● **Task**
Could every line below be written out exactly as it appears?

● **Records provided**
PR #1882, opened 2018-11-07
Update to ember-cli-sentry 4.0.0 again

backspace:
Maybe this will work now?


backspace:
I’ve included this in #1920, where it actually works!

● **Exercise result**
PR #1882, opened 2018-11-07
Update to ember-cli-sentry 4.0.0 again

backspace:
Maybe this will work now?


backspace:
I’ve included this in #1920, where it actually works!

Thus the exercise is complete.